= Formative stage =

Prehistoric period in the Americas

Middle Formative, Olmec style, Kneeling lord with incised toad on his head, 900–500 B.C.
Late Formative, Xochipala, Seated adult and youth, 400 B.C. – A.D. 200
in the Princeton University Art Museum

Several chronologies in the archaeology of the Americas include a Formative Period or Formative stage etc. It is often sub-divided, for example into "Early", "Middle" and "Late" stages.

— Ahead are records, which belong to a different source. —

PR #136, opened 2024-11-19
Change the meaning of positive order literals to be `x<i`

Dekker1:
This better matches the default `true` phase/polarity used by various
SAT solvers. The SAT solver searches by setting the earliest created
variable to `true`. However, when this literal has the meaning `x≥i`,
where `i` is close to the lower bound, this is unlikely to have much
effect on the overall problem.

This change in meaning, makes the literal representation more similar to
Chuffed.

### DIFF
--- a/crates/huub/src/solver/engine.rs
+++ b/crates/huub/src/solver/engine.rs
@@ -51,7 +51,7 @@ macro_rules! trace_new_lit {
 			is_eq = matches!($def.meaning, LitMeaning::Eq(_)),
 			val = match $def.meaning {
 				LitMeaning::Eq(val) => val,
-				LitMeaning::GreaterEq(val) => val,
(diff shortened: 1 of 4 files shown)


crates/huub/src/solver/engine.rs
AllenZzw, line 1: Shall we also change `LitMeaning::Less` into `LitMeaning::GreaterEq` in Line 635?

AllenZzw:
Overall LGTM except Line 635 in `engine.rs`. Also, I wonder whether we should also add an option like `--default-phase` for easy experimenting of better phases on different benchmark instances?

Dekker1:
Those are about the integer value of Boolean variables. Changing those around would essentially change `false` to represent `1` and `true` to represent `0`.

The Formative is the third of five stages defined by Gordon Willey and Philip Phillips in their 1958 book Method and Theory in American Archaeology. Cultures of the Formative Stage are supposed to possess the technologies of pottery, weaving, and developed food production; normally they are very largely reliant on agriculture. Social organization is supposed to involve permanent towns and villages, as well as the first ceremonial centers. Ideologically, an early priestly class or theocracy is often present or in development.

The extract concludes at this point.